The boy was found unresponsive Friday night at the Evins Regional Juvenile Center in Edinburg. He was taken to the hospital but was unable to be revived and pronounced dead, according to a weekend news release from the department. The rare death inside a state juvenile lockup came after the agency has recently struggled to overcome sexual and physical assault scandals and staggering staff turnover rates.

“The staff at that facility are reeling from this,” said spokesman Brian Sweany, who emphasized the investigation was a “possible” suicide and that the cause of death had not yet been confirmed by the medical examiner. The department has not yet released the boy’s name.

Friday’s death was only the second death in the last five years at a state-run juvenile facility, Sweany said. The last death was the suicide of a 13-year-old boy last May at the Ron Jackson lockup in Brownwood.

State Rep. Harold Dutton, a Houston Democrat and chairman of the House Juvenile Justice and Family Issues Committee, said Monday that mental health issues are impacting Texas and the nation.

“We should take a very hard look at it because that is the one common thread through all of this that seems to show up,” he said, referring to the boy’s death as well as the recent Santa Fe high school shooting that left 10 dead and injured 10 others.

Juvenile justice reform advocates have called for the closure of the state’s five lockups, which generally house larger groups of youth in rural areas throughout the state, calling the current model inhumane. The state juvenile detainee population dwindled in the last decade when judges largely began committing children to county-run facilities instead of statewide ones.

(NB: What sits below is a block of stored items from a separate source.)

PR #3540, opened 2024-10-04
operators/localmanager: Do not print warning if the runtime is not found

mauriciovasquezbernal:
In most of the cases users don't have all runtimes available, these warnings are very noisy. This commit updates the logic to avoid printing any warning if the runtime path is not set, if it's set then an error is returned.

### Before 

```bash 
# warnings printed 
$ sudo ig run trace_open:latest --pull always
RUNTIME.CONTAINERNAME     COMM                 PID        TID        UID        GID  FD FNAME                    MODE          ERROR

# even more warnings printed when explicitly setting the path 
$ sudo ig run trace_open:latest --pull always --docker-socketpath=nonexistingpath
WARN[0000] Ignoring runtime "docker" with non-existent socketPath "nonexistingpath"
RUNTIME.CONTAINERNAME     COMM                 PID        TID        UID        GID  FD FNAME                    MODE          ERROR
```

### After

```bash 
# not warning is printed 
$ sudo ig run trace_open:latest --pull always
RUNTIME.CONTAINERNAME     COMM                 PID        TID        UID        GID  FD FNAME                    MODE          ERROR

# error out if explicitly provided path doesn't exist
$ sudo ig run trace_open:latest --pull always --docker-socketpath=nonexistingpath
WARN[0000] error initializing operator LocalManager: runtime "docker" with non-existent socketPath "nonexistingpath"
Error: starting operators: pre-starting operator "LocalManager": container-collection isn't available
```

cc @blixtra

### DIFF
--- a/pkg/operators/localmanager/localmanager.go
+++ b/pkg/operators/localmanager/localmanager.go
@@ -18,6 +18,7 @@ import (
 	"errors"
 	"fmt"
 	"os"
+	"slices"
 	"strings"
 
 	"github.com/cilium/ebpf"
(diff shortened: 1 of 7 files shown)


pkg/operators/localmanager/localmanager.go
```diff
@@ -182,45 +183,45 @@ func (l *LocalManager) CanOperateOn(gadget gadgets.GadgetDesc) bool {
...
+		socketPathIsSet := socketPathParam.IsSet()
 
 		cleanSocketPath, err := securejoin.SecureJoin(host.HostRoot, socketPath)
 		if err != nil {
 			log.Debugf("securejoin failed: %s", err)
+			continue
 		}
 
 		if _, err := os.Stat(cleanSocketPath); err != nil {
-			log.Warnf("Ignoring runtime %q with non-existent socketPath %q", runtimeName, socketPath)
```
mqasimsarfraz, line 222: Perhaps we should keep a debug log?

pkg/operators/localmanager/localmanager.go
```diff
@@ -182,45 +183,45 @@ func (l *LocalManager) CanOperateOn(gadget gadgets.GadgetDesc) bool {
...
-			continue partsLoop
+			if socketPathIsSet {
```
mqasimsarfraz, line 221: Shouldn't we check for if the user changes the runtime param? like I don't see any error/warning for:

```
$ go run -exec "sudo -E" ./cmd/ig run trace_open -r cri-o
...
```

mqasimsarfraz (commented):
Looking good! Just couple of comments!

pkg/operators/localmanager/localmanager.go
mauriciovasquezbernal: Makes sense, updated it. Thanks for the idea!

alban (commented):

| Benchmark suite | Current: eb6d8582c0356381b3033e52af4a3df6673f43a1 | Previous: fe9501f4d10704eb76efe5b698821395bf7905cc | Ratio |
|-|-|-|-|
| `BenchmarkAllGadgetsWithContainers/container0/advise-seccomp` | `29399257` ns/op | `12267658` ns/op | `2.40` |
| `BenchmarkAllGadgetsWithContainers/container0/trace-bind` | `200425268` ns/op | `100122452` ns/op | `2.00` |
| `BenchmarkAllGadgetsWithContainers/container0/trace-fsslower` | `482106776` ns/op | `234323104` ns/op | `2.06` |
| `BenchmarkAllGadgetsWithContainers/container0/trace-mount` | `132633654` ns/op | `65051583` ns/op | `2.04` |

CC: @alban

mqasimsarfraz (approved):
LGTM!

In November, an independent investigator on a routine check of the Evins lockup reported that four boys at the lockup refused to return to their dorms because they said they had to fight all the time or pay others for protection, according to agency records obtained by The Texas Tribune. The investigator also reported a boy yelling and tearing up a room, with no staff intervening until two boys began to attack a third.

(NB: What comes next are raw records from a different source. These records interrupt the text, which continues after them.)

Issue #3003, opened 2024-06-11
gadgets: Implement support for advise gadgets as image-based ones


mauriciovasquezbernal:
The advise gadgets capture events and suggest different configurations. We should also support them as image-based gadgets. 

This support requires two different things:
- access contents from ebpf maps: this be done by using wasm: https://github.com/inspektor-gadget/inspektor-gadget/blob/main/docs/design/003-wasm-support.md#handle-ebpf-objects
- print custom output to the terminal (or to a file): https://github.com/inspektor-gadget/inspektor-gadget/blob/main/docs/design/003-wasm-support.md#define-new-output-modes.

Some of the gadgets, like advise seccomp-profile, have integrations to directly apply the profile to the cluster: https://github.com/inspektor-gadget/inspektor-gadget/blob/main/docs/builtin-gadgets/advise/seccomp-profile.md#integration-with-kubernetes-security-profiles-operator. Implement this support is difficult and its out of scope for now, the profiles can be printed to the terminal (or to a file) and then the user will apply them.

TODO: We should think about the UX of these gadgets before porting them. Currently they require a `start`, `stop` operations, however I'm not sure we want to continue using this approach.

mauriciovasquezbernal:
Closing in favor of two more granular issues: #3891, #3890

PR #3566, opened 2024-10-08
pkg/operators/otel-metrics: Hide render datasource from gadget users

blanquicet:
# Hide render datasource from gadget users

Making the render datasource (used by the otel-metrics to print histograms on CLI side) visible to users provides some issues and unnecessary complexity:

- Gadget developer needs to apply some annotations to the datasource they created and some others to a datasource named `renderedmetrics` (which they didn't created). For instance, for the `trace_tcprtt` gadget:

    ```yaml
    dataSources:
      tcprtt:
        annotations:
          cli.output: "none"
          metrics.print: "true"
        fields:
          latency:
            annotations:
              metrics.unit: µs
      renderedmetrics:
        annotations:
    ```

- Available fields on help message is confusing:

    ```bash
                                                 "tcprtt" (data source):
                                                   latency
                                                   unused

                                                 "renderedmetrics" (data source):
                                                   text
                                                (default "tcprtt:unused,latency;renderedmetrics:text")
    ```

- [#3454](https://github.com/inspektor-gadget/inspektor-gadget/issues/3454) Additionally, any output mode different than raw is ignored and it always print the raw output (histogram)

   ```bash
   $ go run --exec "sudo" ./cmd/ig/... run profile_tcprtt -o json
   latency
           µs               : count    distribution
            0 -> 1          : 0        |                                        |
   [...]
   ```
This PR proposes to hide the `renderedmetrics` datasource from users by disabling the original data source and applying its annotations on the one for render the output. Doing so, we simplify the yaml by setting all the annotations to one datasource and preventing users from setting `cli.output: "none"` (which was quite strange because it's not even an annotation):

```yaml
dataSources:
  tcprtt:
    annotations:
      metrics.print: "true"
    fields:
      latency:
        annotations:
          metrics.unit: µs
```

The available flags now look cleaner:

```bash
                                             "tcprtt-rendered" (data source):
                                               text
                                            (default "text")
```

Yeah, I know there's still some magic with this `-rendered` suffixed data source, but I tried to document it in a new gadget-devel documentation: [Displaying Output](https://github.com/inspektor-gadget/inspektor-gadget/blob/jose/render-datasource/docs/gadget-devel/output.md).

In addition, any output different than `raw` fails, mitigating [#3454](https://github.com/inspektor-gadget/inspektor-gadget/issues/3454):

```bash
$ go run --exec "sudo" ./cmd/ig/... run $LOCAL_REPO/profile_tcprtt:outputmode --insecure-registries=$LOCAL_REPO --verify-image=false --help
  -o, --output string                          Specifies output mode for all ("mode1") or per data source ("datasource:mode1,datasource2:mode2")
                                                 Supported data sources / output modes:
                                                   "tcprtt-rendered" (data source):
                                                     histogram
                                                (default "histogram")

$ go run --exec "sudo" ./cmd/ig/... run $LOCAL_REPO/profile_tcprtt:outputmode --insecure-registries=$LOCAL_REPO --verify-image=false -o json
[...]
WARN[0000] output mode "json" for data source "tcprtt-rendered" is not supported; skipping data source
```

### TODOs to be managed on other PRs (I'll create issues for them)

- [ ] Uniform flag format of fields supporting values per datasource. Some of them use "," (e.g., `map-fetch-interval` and `map-fetch-count`) and some other ";" (e.g., `fields`) as separator.
- [ ] Support more human readable manifest format for fields supporting values per datasouce. [Here](https://github.com/inspektor-gadget/inspektor-gadget/pull/3566#discussion_r1802630951) an option.

### DIFF
--- a/docs/gadget-devel/output.md
+++ b/docs/gadget-devel/output.md
@@ -1,0 +1,33 @@
+---
+title: 'Displaying Output'
+sidebar_position: 620
+---
+
+By default, Inspektor Gadget allows you to display the output of each data
+source in all the output modes supported by the [CLI
+operator](../spec/operators/cli.md#output). Unless you have specific
+requirements, we recommend using the CLI operator's default configuration.
+However, for [Map Iterators](./gadget-intro.md#map-iterators) with a map value
+type of `gadget_histogram_slot__u32` or `gadget_histogram_slot__u64` (TODO: Add
+links), the output should be displayed as a chart, which the CLI operator
+doesn't support. In such cases, you can use the [Otel
+Metrics](../spec/operators/otel-metrics.md) operator to render the output as a
+histogram by annotating the data source with [metrics.print:
+"true"](../spec/operators/otel-metrics.md#metricsprint). The
+[profile_blockio](../gadgets/profile_blockio.mdx) gadget is an example of this.
+
+## Fields
+
+The fields to be displayed in the output when using the `columns`, `json`,
+`jsonpretty` or `yaml` output modes depend on the data source type:
+
+- Tracers: The fields are all the elements of the event `struct` specified when
+  defining the data source.
+- Map Iterators: The fields are all the elements of the key and value `struct`s
+  used to define the eBPF map to be iterated. As mentioned above, there is a
+  special case for the map iterators with a map value type of
+  `gadget_histogram_slot__u32` or `gadget_histogram_slot__u64`. In such cases,
+  the data source created by the Otel Metrics operator will contain just one
+  field called `text` which will carry the rendered histogram as a plain text.
+- Snapshotters: The fields are all the elements of the snapshot entry `struct`
+  specified when defining the data source.
--- a/docs/spec/operators/cli.md
+++ b/docs/spec/operators/cli.md
@@ -10,9 +10,11 @@ different output formats, depending on the gadget and the use case.
 
 10000
 
-## Instance Parameters
+## Parameters
 
-### `fields`
+### Instance Parameters
+
+#### `fields`
 
 Set the fields to be printed. Multiple data sources and fields can be specified
 using the format
@@ -20,16 +22,64 @@ using the format
 
 Fully qualified name: `operator.cli.fields`
 
-### `mode`
+#### `output`
 
-Determines the output format:
-- `json`: Outputs in JSON format.
-- `jsonpretty`: Outputs in pretty-printed JSON format.
-- `columns`: Outputs in a columnar format.
-- `yaml`: Outputs in YAML format.
-- `none`: No output.
-- `raw`: Outputs raw data.
+Determines the output format of the data source. It can be either a single output
+mode for all data sources or an output mode for each data source individually in
+the format `datasource:mode,datasource2:mode`.
 
-Fully qualified name: `operator.cli.mode`
+The following modes are supported:
+
+- `columns`: This is the default output mode. It displays the output in a
+  tabular format with a column for each field in the data source, unless the
+  field is annotated with `columns.hidden: true`. In addition to hiding columns,
+  you can also customize the columns format by using several annotations like
+  `columns.width`, `columns.alignment`, etc., as explained in TODO.
+- `json`: This mode displays the output in JSON format. Note that the output
+  contains all the fields of the data source, even if they annotated with
+  `columns.hidden: true` as this annotation applies only to the `columns` mode.
+  Depending on the data source type, it may be an array of objects or multiple
+  objects separated by newlines.
+- `jsonpretty`: As the `json` mode, but the output is formatted in a more
+  human-readable way.
+- `yaml`: This mode displays the output in YAML format. Like the `json` mode, it
+  contains all the fields of the data source. YAML entries will be separated by
+  `---` to make it easier to read.
+
+By default, the CLI operator allows setting the output of each data source in
+all the supported modes. However, this can be customized by annotating the data
+source with the [supported-output-modes](#clisupported-output-modes) annotation.
+
+Also, you can change the default output mode for each data source by setting the
+[default-output-mode](#clidefault-output-mode) annotation.
+
+Fully qualified name: `operator.cli.output`
 
 Default: `columns`
+
+## Annotations
+
+### Data Source Annotations
+
+#### `cli.supported-output-modes`
+
+Comma-separated list of output modes supported for the data source. This is
+useful when you want to customize the output modes supported by the data source.
+
+Note that if you include any output mode different from the ones supported by
+the CLI operator, it will treat as a custom output mode and will be printed as a
+string.
+
+#### `cli.default-output-mode`
+
+Set the default output mode for the data source. This is useful when you want to
+set a different default output mode for a data source.
+
+#### `cli.clear-screen-before`
+
+Clear the screen before printing the output of the data source. This is useful
+for data sources that emit periodically the batch of data and you want to clear
+the screen before printing the new data.
+
+This annotation is only applicable to the `columns` and custom output modes
+added by annotating the data source with `cli.supported-output-modes`.
--- a/docs/spec/operators/otel-metrics.md
+++ b/docs/spec/operators/otel-metrics.md
@@ -11,31 +11,99 @@ The otel-metrics operator handles collecting and exporting metrics using the
 
 9995
 
-## Global Parameters
+## Parameters
 
-### `otel-metrics-listen`
+### Global Parameters
+
+#### `otel-metrics-listen`
 
 Enables the Prometheus exporter on the address given by `otel-metrics-listen-address` if set to `true`.
 
 Default: `false`
 
-## Instance Parameters
+#### `otel-metrics-listen-address`
 
 The listen address that should be serving Prometheus requests.
 
 Default: `0.0.0.0:2224`
 
-## Instance Parameters
+### Instance Parameters
 
-### `otel-metrics-name`
+#### `otel-metrics-name`
 
 Overrides the name of a datasource and explicitly sets it as name for the export. This is mandatory if you
 want to export the metrics. Use a name that is unique to the gadget+params combination to avoid collision of metrics.
 
-### `otel-metrics-print-interval`
+Fully qualified name: `operator.otel-metrics.otel-metrics-name`
+
+#### `otel-metrics-print-interval`
 
 Interval in which metrics should be emitted as human-readable text. This only has effect for data sources that are
 annotated using `metrics.print=true`. This is also limited to print histograms for now. This functionality might be
 removed in the future.
+The minimum interval is 25ms.
+
+Fully qualified name: `operator.otel-metrics.otel-metrics-print-interval`
 
 Default: `1000ms`
+
+## Annotations
+
+### Data Source Annotations
+
+#### `metrics.collect`
+
+Together with the `otel-metrics-listen=true` and `otel-metrics-name=<name>`
+flags, this annotation is used to enable the Otel Metrics operator to export the
+data source's output as Prometheus metrics.
+
+#### `metrics.print`
+
+If set to `"true"`, the Otel Metrics operator will render the data source's
+output in more human-friendly formats.
+
+Currently, this feature only supports rendering as histograms the output of [Map
+Iterators](../../gadget-devel/gadget-intro.md#map-iterators) with the map’s
+value type of `gadget_histogram_slot__u32` or `gadget_histogram_slot__u64`
+(TODO: Add link). To achieve this, the Otel Metrics operator disables the
+original data source and creates a new one, suffixed with `-rendered`, which
+will emit the original data source's output as a rendered histogram.
+Additionally, the Otel Metrics operator will configure the CLI operator for this
+new data source as follows:
+
+- Set both the [cli.supported-output-modes](./cli.md#clisupported-output-modes)
+  and [cli.default-output-mode](./cli.md#clidefault-output-mode) annotations to
+  `histogram`. This will create a custom output mode that will make the CLI
+  operator print the output as it is received (i.e., a rendered histogram), and
+  use this mode as the default.
+- Set the [cli.clear-screen-before](./cli.md#cliclear-screen-before) annotation
+  to `true` to make the CLI operator clear the screen before printing each
+  histogram.
+
+### Field Annotations
+
+#### `metrics.type`
+
+Defines the type of the field. If not set, the operator will try to infer it
+from the field type.
+
+Possible values: `counter`, `gauge`, `histogram`, `key`.
+
+#### `metrics.unit`
+
+This annotation is used to set the [OpenTelemetry instrument
+unit](https://pkg.go.dev/go.opentelemetry.io/otel/metric@v1.30.0#WithUnit). It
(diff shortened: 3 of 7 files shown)


alban (commented):

| Benchmark suite | Current: 0e110eadce75639570734d31d06949a327c76a82 | Previous: 3471c2925dc8cca92f579775800d72b8fbb3ef47 | Ratio |
|-|-|-|-|
| `BenchmarkAllGadgetsWithContainers/container0/advise-seccomp` | `28961198` ns/op | `13213925` ns/op | `2.19` |
| `BenchmarkAllGadgetsWithContainers/container0/trace-bind` | `199583751` ns/op | `99129311` ns/op | `2.01` |
| `BenchmarkAllGadgetsWithContainers/container0/trace-mount` | `134193739` ns/op | `64942160` ns/op | `2.07` |
| `BenchmarkAllGadgetsWithContainers/container0/trace-open` | `149597498` ns/op | `73282647` ns/op | `2.04` |

CC: @alban

pkg/operators/otel-metrics/otel-metrics.go
```diff
@@ -530,7 +529,37 @@ func (m *otelMetricsOperatorInstance) init(gadgetCtx operators.GadgetContext) er
...
+				for k, v := range ds.Annotations() {
+					ods.AddAnnotation(k, v)
+				}
+
+				if ods.Annotations()["cli.supported-output-modes"] == "" {
+					ods.AddAnnotation("cli.supported-output-modes", "raw")
+				}
+				if ods.Annotations()["cli.clear-screen-before"] == "" {
+					ods.AddAnnotation("cli.clear-screen-before", "true")
+				}
```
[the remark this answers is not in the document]
blanquicet: No, if annotations are not present, it'll be just an empty string. Annotations don't have default values as parameters.

pkg/operators/cli/clioperator.go
```diff
@@ -252,6 +281,12 @@ func (o *cliOperatorInstance) PreStart(gadgetCtx operators.GadgetContext) error
 			mode = annotatedMode
 		}
 
+		if !slices.Contains(o.supportedOutputModes[ds.Name()], mode) {
+			gadgetCtx.Logger().Warnf("output mode %q for data source %q is not supported; skipping data source",
+				mode, ds.Name())
```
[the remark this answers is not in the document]
blanquicet: Yeah, but stopping everything in these cases is something we still need to implement.

pkg/operators/cli/clioperator.go
```diff
@@ -276,9 +310,15 @@ func (o *cliOperatorInstance) PreStart(gadgetCtx operators.GadgetContext) error
 			fields, hasFields = fieldLookup[""] // fall back to default
 		}
 
-		mode := o.mode
-		if annotatedMode := ds.Annotations()["cli.output"]; annotatedMode != "" {
-			mode = annotatedMode
+		mode, ok := modes[ds.Name()]
+		if !ok {
+			mode, ok = modes[""]
```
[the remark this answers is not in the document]
blanquicet: It's because output can be now specified either as `columns` (Stored in the map with key `""`) or `datasource:json,datasource2:columns`. This is the same format we use for params like `map-fetch-interval` and `map-fetch-count` and helper `GetStringValuesPerDataSource` to parse it.

This support will have no impact on users because we don't have gadgets with more than one datasource. However, this code prepares things for that.

BTW, I improved the flag description to make it clearer: `Specifies output mode for all ("mode1") or per data source ("datasource:mode1,datasource2:mode2")`

pkg/operators/otel-metrics/otel-metrics.go
```diff
@@ -513,7 +513,6 @@ func (m *otelMetricsOperatorInstance) shutdown() {
 }
 
 func (m *otelMetricsOperatorInstance) init(gadgetCtx operators.GadgetContext) error {
```
mauriciovasquezbernal, line 515: I know the goal of this PR is different, but what about this alternative implementation of this function: Is it equivalent?

```go
func (m *otelMetricsOperatorInstance) init(gadgetCtx operators.GadgetContext) error {
	for _, ds := range gadgetCtx.GetDataSources() {
		annotations := ds.Annotations()
		metricsCollect := annotations[AnnotationMetricsCollect] == "true"
		// We only allow printing if the gadget is _not_ running remotely
		metricsPrint := annotations[AnnotationMetricsPrint] == "true" && !gadgetCtx.IsRemoteCall()

		// Not collecting AND not printing, do nothign for this data source
		if !metricsCollect && !metricsPrint {
			continue
		}

		// we only use the global instance if there's an explicit name mapping available; otherwise we'll fallback
		// to using a dedicated local registry/collector instance
		useGlobal := false
		if metricsPrint {
			gadgetCtx.Logger().Debugf("enabling print for %s", ds.Name())

			// Disable original data source to avoid other operators subscribing to it
			ds.SetRequested(false)

			// Create a new data source for the output with a single field
			odsName := fmt.Sprintf("%s-%s", ds.Name(), PrintDataSourceSuffix)
			ods, err := gadgetCtx.RegisterDataSource(datasource.TypeSingle, odsName)
			if err != nil {
				return fmt.Errorf("registering %q: %w", odsName, err)
			}

			// set default annotations
			ods.AddAnnotation("cli.supported-output-modes", "raw")
			ods.AddAnnotation("cli.default-output-mode", "raw")
			ods.AddAnnotation("cli.clear-screen-before", "true")

			// Use annotations from the original data source
			for k, v := range ds.Annotations() {
				ods.AddAnnotation(k, v)
			}

			f, err := ods.AddField(PrintFieldName, api.Kind_String, datasource.WithAnnotations(map[string]string{"content-type": "text/plain"}))
			if err != nil {
				return fmt.Errorf("adding field %q: %w", PrintFieldName, err)
			}

			// TODO: Store these fields per datasource to support multiple datasources
			m.outputDS = ods
			m.outputField = f
		}

		// if there's an explicit mapping set for the datasource, we will export it using the global exporter
		// (if that is available)
		mappedName, ok := m.nameMappings[ds.Name()]
		if ok && m.op.exporter != nil {
			useGlobal = true
		} else if ok {
			gadgetCtx.Logger().Warnf("global exporter not configured, using local metric instance")
		}

		// If mapped name is empty, it hasn't been explicitly set (or set to empty), so we will use the data source name
		if mappedName == "" {
			mappedName = ds.Name()
		}

		gadgetCtx.Logger().Debugf("collecting metrics for data source %q as %q", ds.Name(), mappedName)

		m.collectors[ds] = &metricsCollector{
			output:            metricsPrint,
			mappedName:        mappedName,
			useGlobalProvider: useGlobal,
		}
	}
	return nil
}
```

docs/gadget-devel/output.md
```diff
@@ -0,0 +1,40 @@
...
+
+The fields to be displayed in the output when using the `columns`, `json`,
+`jsonpretty` or `yaml` output modes depend on the data source type:
+
+- Tracers: The fields are all the elements of the event `struct` specified when
+  defining the data source.
+- Map Iterators: The fields are all the elements of the key and value `struct`s
+  used to define the eBPF map to be iterated. As mentioned above, there is a
+  special case for the map iterators with a map value type of
+  `gadget_histogram_slot__u32` or `gadget_histogram_slot__u64`. In such cases,
```
mauriciovasquezbernal, line 36: I think histograms are a special case because those are the only ones we support printing to the terminal, but I don't see any reason why not to support printing counters and gauges too. i.e. all cases where are metrics involved will be "special".

docs/spec/operators/cli.md
```diff
@@ -10,26 +10,76 @@ different output formats, depending on the gadget and the use case.
...
+for data sources that emit periodically the bath of data and you want to clear
+the screen before printing the new data.
+
+This annotation is only applicable to the `columns` and `raw` output modes.
+
+#### `cli.supported-output-modes`
+
+Comma-separated list of output modes supported for the data source. This is
+useful when you want to restrict the output modes for a data source.
+
```
mauriciovasquezbernal, line 81: I have mixed feelings. I think it's useful internally (an operator could register a new output mode), but I don't see why the gadget developer should worry about it.

mauriciovasquezbernal (commented):
Most of it makes sense to me. By using this PR I think we can move away from the "raw" output mode that was too generic:

Regarding to this topic, I find the "raw" term too generic, what about if we use this mechanism to allow operators registering custom output modes, in this case, they're restricted to having a single string field called text for now:

```diff
diff --git a/pkg/operators/cli/clioperator.go b/pkg/operators/cli/clioperator.go
index 8e151bbfb..4a951379d 100644
--- a/pkg/operators/cli/clioperator.go
+++ b/pkg/operators/cli/clioperator.go
@@ -45,7 +45,6 @@ const (
        ModeColumns    = "columns"
        ModeYAML       = "yaml"
        ModeNone       = "none"
-       ModeRaw        = "raw"

        // AnnotationClearScreenBefore can be used to clear the screen before printing a new event; usually used for
        // array events
@@ -330,7 +329,7 @@ func (o *cliOperatorInstance) PreStart(gadgetCtx operators.GadgetContext) error
                }

                switch mode {
-               case ModeRaw:
+               default:
                        before := func() {}
                        if ds.Annotations()[AnnotationClearScreenBefore] == "true" && term.IsTerminal(int(os.Stdout.Fd())) {
                                before = clearScreen
diff --git a/pkg/operators/otel-metrics/otel-metrics.go b/pkg/operators/otel-metrics/otel-metrics.go
index 25a03cc0e..5803cd83c 100644
--- a/pkg/operators/otel-metrics/otel-metrics.go
+++ b/pkg/operators/otel-metrics/otel-metrics.go
@@ -546,10 +546,10 @@ func (m *otelMetricsOperatorInstance) init(gadgetCtx operators.GadgetContext) er
                                }

                                if ods.Annotations()["cli.supported-output-modes"] == "" {
-                                       ods.AddAnnotation("cli.supported-output-modes", "raw")
+                                       ods.AddAnnotation("cli.supported-output-modes", "histogram")
                                }
                                if ods.Annotations()["cli.default-output-mode"] == "" {
-                                       ods.AddAnnotation("cli.default-output-mode", "raw")
+                                       ods.AddAnnotation("cli.default-output-mode", "histogram")
                                }
                                if ods.Annotations()["cli.clear-screen-before"] == "" {
                                        ods.AddAnnotation("cli.clear-screen-before", "true")
```

This could be useful also for #3003 when gadgets should be able to define new output modes from wasm.

I'll give it another pass next week.

pkg/operators/cli/clioperator.go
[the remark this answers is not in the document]
blanquicet: It's a map, so `""` is the key and `"columns"` is the value. When multiple datasource are specified, `"<datasource>"` is the key and `"columns"`, or `"json"` or whatever is the value. I'm sorry but don't get your point.

pkg/operators/otel-metrics/otel-metrics.go
blanquicet: It's and it's clearer. So, using it.

docs/gadget-devel/output.md
blanquicet: Mmmm but counters and gauges can simply be printed as columns, JSON, or any other output mode supported by the CLI operator, they don't require a special treatment.

docs/spec/operators/cli.md
blanquicet: Makes sense. I removed the references to these annotations in the gadget-devel documentation.

docs/spec/operators/otel-metrics.md
```diff
@@ -11,31 +11,98 @@ The otel-metrics operator handles collecting and exporting metrics using the
...
 
+Fully qualified name: `operator.otel-metrics.otel-metrics-print-interval`
+
 Default: `1000ms`
+
+## Annotations
+
+### Data Source Annotations
+
+#### `metrics.collect`
```
blanquicet, line 53: IMO, this should be called `metrics.export` as the Otel Metrics operator, if enabled, will always collect, but it will only export if this annotation is set.

docs/spec/operators/cli.md
```diff
@@ -10,26 +10,76 @@ different output formats, depending on the gadget and the use case.
...
 `datasource:comma,separated,fields;datasource2:comma,separated,fields`.
 
 Fully qualified name: `operator.cli.fields`
 
-### `mode`
+#### `output`
+
+Determines the output format of the data source. It can be either a single output
+mode for all data sources or an output mode for each data source individually in
+the format `datasource:mode,datasource2:mode`.
```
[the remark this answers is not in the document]
blanquicet: Do you mean have a flag for each datasource? Or what do you mean?

The current implementation is same format we use for params like `map-fetch-interval` and `map-fetch-count` and helper `GetStringValuesPerDataSource` to parse it:

- `--output columns`: Sets one mode for all data sources
- `--output datasource:columns,datasource2:json: Sets one output for each data source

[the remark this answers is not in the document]
blanquicet: In the YAML, you mean in the [manifest](https://github.com/inspektor-gadget/inspektor-gadget/pull/3515), right?

Yeah, we can think about supporting something like:

```
version: 1
kind: instance-spec
imageName: trace_exec
name: myTraceExec
paramValues:
  operator.cli.output:
    datasource0: columns
    datasource1: json
  operator.oci.wasm.gadget_a: 1212
  operator.oci.ebpf.gadget_a: 1212
```

blanquicet:
> Regarding to this topic, I find the "raw" term too generic, what about if we use this mechanism to allow operators registering custom output modes
> 
It makes sense to me. I applied your suggestion.

> in this case, they're restricted to having a single string field called text for now:
>
Not really. They can have multiple fields, but all of them will be printed as a string (whatever comes from doing [string(fieldData)](https://github.com/inspektor-gadget/inspektor-gadget/blob/jose/render-datasource/pkg/datasource/accessors.go#L577-L579))

docs/spec/operators/cli.md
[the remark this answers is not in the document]
blanquicet: Added everything as "Future TODOs" on PR's description.

docs/gadget-devel/output.md
mauriciovasquezbernal: Makes sense, we can print other kind of metrics as columns.

docs/spec/operators/otel-metrics.md
```diff
@@ -11,31 +11,99 @@ The otel-metrics operator handles collecting and exporting metrics using the
...
+#### `metrics.print`
+
+If set to `"true"`, the Otel Metrics operator will render the data source's
+output in more human-friendly formats.
+
+Currently, this feature only supports rendering as histograms the output of [Map
+Iterators](../../gadget-devel/gadget-intro.md#map-iterators) with the map’s
+value type of `gadget_histogram_slot__u32` or `gadget_histogram_slot__u64`
+(TODO: Add link). To achieve this, the Otel Metrics operator disables the
+original data source and create a new one, suffixed with `-rendered`, which will
```
mauriciovasquezbernal, line 69:
```suggestion
original data source and creates a new one, suffixed with `-rendered`, which will
```

mauriciovasquezbernal (approved):
LGTM. IMO it's a good clean up and it's ready to go!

The juvenile justice department made headlines in the last year after a November agency memo highlighted the recent conviction and 10-year prison sentence of one guard and the arrests of three others at another state lockup for allegedly having sex with committed youth. Soon after, two more guards at the same facility were arrested on charges of official oppression stemming from alleged physical assaults on detained youth.

Texas lawmakers came down on agency leaders, with state Sen. John Whitmire, a Houston Democrat who leads the chamber’s Criminal Justice Committee, calling the department “the worst-performing agency by any measure.” Afterward, Republican Gov. Greg Abbott replaced agency leadership and called for the Texas Rangers to investigate the agency.

The investigation led to the February arrest of four guards on misdemeanor charges related to allegations of excessive force used against children.

As of December, there were about 130 boys housed at the Evins lockup, according to agency records. The turnover rate for Evins correctional officers jumped from 35 percent in fiscal year 2017 to 45 percent last year. In a January report, Evins had fewer officer vacancies than the other four state youth lockups, but only three of its six mental health staff positions were filled.